Times are getting tougher. Most of us are not the top person in leading our organization; we are line supervisors and middle managers; but it’s still getting tougher. While we don’t make the big decisions we have a responsibility to provide leadership for our organizations and for our followers. Indeed, if enough of us in the ranks make small adjustments the cumulative effect on our organizations may forestall the sweeping cut-backs coming from the top. We have a responsibility to act and here are five cards you can play:
Get Your Head on Straight
If you are anxious and unsure about the future you are definitely going to communicate that to your followers. First and foremost, get your personal house in order. Recognize that you have personally, somehow, survived past instances of impending doom. Okay, I am 49 years old I made a list of the doomsday stuff I somehow survived: Cuban Missile Crisis (even at four years old I recall my parents being pretty wacked out); gasoline shortages (remember odd and even days of buying gas?); hyper inflation of the 70s; Savings and Loan Crash of the 1980s; divorce (enough said); death of my parents; children being deployed to a combat zone; retirement from civil service – do I need to go on? What does your list look like? What have your survived? You are a lot tougher than you think and so are your followers.

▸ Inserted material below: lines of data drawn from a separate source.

PR #880, opened 2025-04-29
Update README.md

revmischa:
Can we think of some other "see also" links to add to related projects/sites?

### DIFF
--- a/README.md
+++ b/README.md
@@ -41,12 +41,12 @@ developers.
   a [development preview](https://github.com/kblaschke/frontend-sdl2/releases/tag/2.0-windows-pre3))
 - [Steam](https://store.steampowered.com/app/1358800/projectM_Music_Visualizer/) (Same as standalone development
   preview)
-- [Windows Store](https://www.microsoft.com/store/apps/9NDCVH0VCWJN) (Old 3.1.12 release )
 
 #### macOS
 
-- Standalone (currently only available as
-  a [development preview](https://github.com/kblaschke/frontend-sdl2/releases/tag/2.0-macos-pre1))
+- Standalone
+  - [C++ app development preview](https://github.com/kblaschke/frontend-sdl2/releases/tag/2.0-macos-pre1)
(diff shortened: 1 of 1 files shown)


kblaschke:
There's already a Wiki page listing projectM applications of all kinds, which we could link in the ReadMe:

https://github.com/projectM-visualizer/projectm/wiki/projectM-Applications

This way, we only have one location to update, and the Wiki is certainly a better place to put links (which come and go, naturally).

README.md
```diff
@@ -41,12 +41,13 @@ developers.
   a [development preview](https://github.com/kblaschke/frontend-sdl2/releases/tag/2.0-windows-pre1))
 - [Steam](https://store.steampowered.com/app/1358800/projectM_Music_Visualizer/) (Same as standalone development
   preview)
-- [Windows Store](https://www.microsoft.com/store/apps/9NDCVH0VCWJN) (Old 3.1.12 release )
+- [Windows Store](https://www.microsoft.com/store/apps/9NDCVH0VCWJN) (Old 3.1.12 release)
```
kblaschke, line 44: Since there's reports saying that this release no longer works on XBox, we may be better off to remove the link. We probably can't easily persuade Microsoft to remove it from the store, but at least no longer claim it to be an official release as it's probably more damaging than doing good.

kblaschke, line 44: ``
```suggestion
```

README.md
```diff
@@ -176,11 +179,11 @@ the [projectM organization's repositories](https://github.com/projectM-visualize
 
 ---
 
-# Todo
+# See Also
 
-- Improve projectM using the recently-released Milkdrop source (WIP).
-- Update the various implementations using libprojectM.
-- Update downstream projects with new versions.
+- [GStreamer plugin for offline rendering](https://github.com/projectM-visualizer/gst-projectm/)
```
mbaetgen-wup: it works for real-time rendering as well now, with the latest PR applied..

mbaetgen-wup (approved):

Look at your organizations mission, vision and values. Why are you doing what you do? What is fulfilling about your work, your organization and your followers? The point of getting your own head on straight is to put todays events in perspective. Perspective will give you the confidence to lead through the problems and what you will communicate to your followers is an informed confidence – not a Polly Anna view – an informed confidence that we can make it through to the other side.
Recognize Your Followers Difficulties
It’s not just their jobs they are concerned about. They may be anxious about their personal futures: foreclosure; credit; children; parents – they have their own lists of anxieties, difficulties and challenges. Like you, your followers need to get their head on straight. But, it’s your job as the leader to assist them. If you are fortunate enough to have any employee assistance program at your workplace, pick up the telephone and become familiar with their services. If not, as you talk with your followers, create a file of the resources they have used to overcome their challenges.
Find different ways to disseminate information on solving personal problems. As an example, at staff meetings take sometime to talk, generally, about the problems your followers may face and the resources and services available to assist them. Just as importantly, talk about your organizations mission, vision and values. By giving them assistance with their potential personal problems and re-focusing followers on mission, vision and values you can instill informed confidence in them.
Cut the Creep
Mission creep is a relative new term defining a very old human problem. Generally, it is the expansion of activities beyond an organization’s stated goals. Sometimes mission creep occurs because we did not understand the nature of the original goal. As we worked toward obtaining a goal, we found there were other obstacles and challenges that need to be resolved. Instead of re-evaluating the goal, we do more and more until we lose sight of the original goal. In other instances, mission creep occurs during good times and following success. We take on more because we can.
If you are going to have to cut-back in your shop, use your mission, values and organizational vision as a lens to examine workplace activities. What do you do that definitely adds value to your organization? What do you now do as a result of actually trying to do something else? What did you add during successful times that are not part of your shops original function? In other words, if you have to cut – look to cut mission creep.
Small Efficiencies
This article is about the potential cumulative impact of line supervisors and middle managers. You are unlikely to be in a position to make huge changes, but you can very likely make small ones. Added together, small efficiencies can make huge changes. So, here’s the question: What can you do a little bit better? A small reduction in the use of inputs or a small increase in the production of outputs is your goal.
The first benefit is obvious – if enough of an organizations leaders create small efficiencies, the organization likely experiences a larger increase in efficiency. The second benefit is much less obvious – you (and your followers) can gain a measure of control during a time when it seems things are outside of your control. Gaining a measure of control can reduce anxiety. You can probably see the cycle here – getting your head back in the game can focus you on your original goals; using your original goals to create small efficiencies gives you a measure of control; a measure of control gets your head further back into the game, and so on.
People not Stuff
If you have to make choices between people and stuff – default to people. Any technology your organization buys depreciates. It has less value over time. It gets old, it breaks, it needs updates or it is replaced by version 2.0. And, any purchase you have not yet made does not have tangible costs associated with it. You can speculate all you want on how a technology will make you more efficient, but until you purchase it, it hasn’t cost you anything or made you anything (leave your arguments about competition aside for a moment).
On the other hand, every employee is a sunk cost. You spent money hiring, training and inculcating them. More importantly, almost always, employees increase in value. They learn new skills, acquire organizational memory, etc. Employees appreciate, stuff depreciates. If you have to make a tough choice, default to people.